I've always found property taxes of all kinds to be the most pernicious of taxes.  We believe in private property but, in reality, no one can really own anything that is subject to property tax.  I may have paid off my mortgage but the local governing bodies will come calling every year for their pound of flesh.  In reality I'm simply renting from the government.  No, I would much prefer a robust income tax.  Once I've earned my money and paid my tax then let me spend or invest it like I wish and leave me alone.

raycon and lindacon
Joined
Oct '10
raycon

On the subject of taxes... isn't the issue we need to contend with the size of government?  No tax mechanism means squat when the government is a a leviathan, thumping around and trampling the citizen.  Unless we bring the beast down to size, tax policy is meaningless except as a mechanism to subdue the beast.

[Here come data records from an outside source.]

PR #2154, opened 2025-08-12
Add `norm_ckpt_name` to `mlp_block`

phu0ngng:
# Description

PR GH-2101 obmits the checkpointing name for normalization layers. This PR added the name back so that the `mlp_block` can checkpoint the normalization with the correct name.

# Checklist

### DIFF
--- a/MaxText/layers/gemma.py
+++ b/MaxText/layers/gemma.py
@@ -117,6 +117,7 @@ class GemmaDecoderLayer(nn.Module):
         config=cfg,
         quant=self.quant,
         use_pre_norm=True,
+        norm_ckpt_name="pre_ffw_norm",
     )(residual, deterministic=deterministic)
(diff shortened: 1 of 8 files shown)


bvandermoon:
Thanks for the roll forward @phu0ngng. I think this still changes the nesting of the RMSNorm in the MlpBlock. Therefore it won't work for existing checkpoints. I am not sure there is a way to fix the nesting piece. I think we will need to roll back the initial PR. Can you please help me understand how the original change impacts your testing?

bvandermoon (commented):
Thanks for the roll forward @phu0ngng. I think this still changes the nesting of the RMSNorm in the MlpBlock. Therefore it won't work for existing checkpoints. I am not sure there is a way to fix the nesting piece. I think we will need to roll back the initial PR. Can you please help me understand how the original change impacts your testing?

phu0ngng:
Close as this `mlp_block` refactoring causes disruptions in training with old checkpoints.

Your ideas about a land tax are worthy of serious consideration in a rational society.  But with what we are now cursed with, they offer only an academic exercise.

Snow Bird
Joined
Feb '11
Snow Bird

Do any of you actually live in a rural area? Out here, PEOPLE own land, not speculators. Most of those land owners have the vast bulk of their net worth tied up in land, land that in many cases has been in the family, usually farmed, for generations. In most rural areas, excepting those that have had the misfortune to be infested with overpaid yuppie types and their country dachas, land owners may be land 'rich' but they are very definitely cash poor. Rural economies are not exactly vibrant. A 'Land Value Tax' would be a catastrophe for them. The result would be to drive the land at fire sale prices into the hands of the very speculators and corporate vultures being decried above.


Joined
Jun '10
Carver

Market value is the most commonly accepted definition of value. These values are determined by buyers and sellers. Fundamentally a thing is worth what you can sell it for in a reasonable amount of time. In a healthy market this can be measured and reported - i.e. appraised. Add this tax and the desirability of land goes down, which reduces the number of buyers, so value goes down. Obviously lowering value would have the effect of reducing tax revenue (not to mention a host of other negative effects on agricultural commodities, etc). I believe that a sales tax is the ultimate best bet because every citizen is reminded (almost) daily of the cost of government. This is a great way to create a feedback loop to elected representatives to restrain spending. The Fair Tax offers the “prebate” to eliminate adverse effects on the poor. There is a motivated constituency of accountants, tax lawyers, and lobbyists who have become a fount of disinformation about the Fair Tax. It remains a terrific idea if increased personal savings, increased investment, and reduced government are desirable outcomes.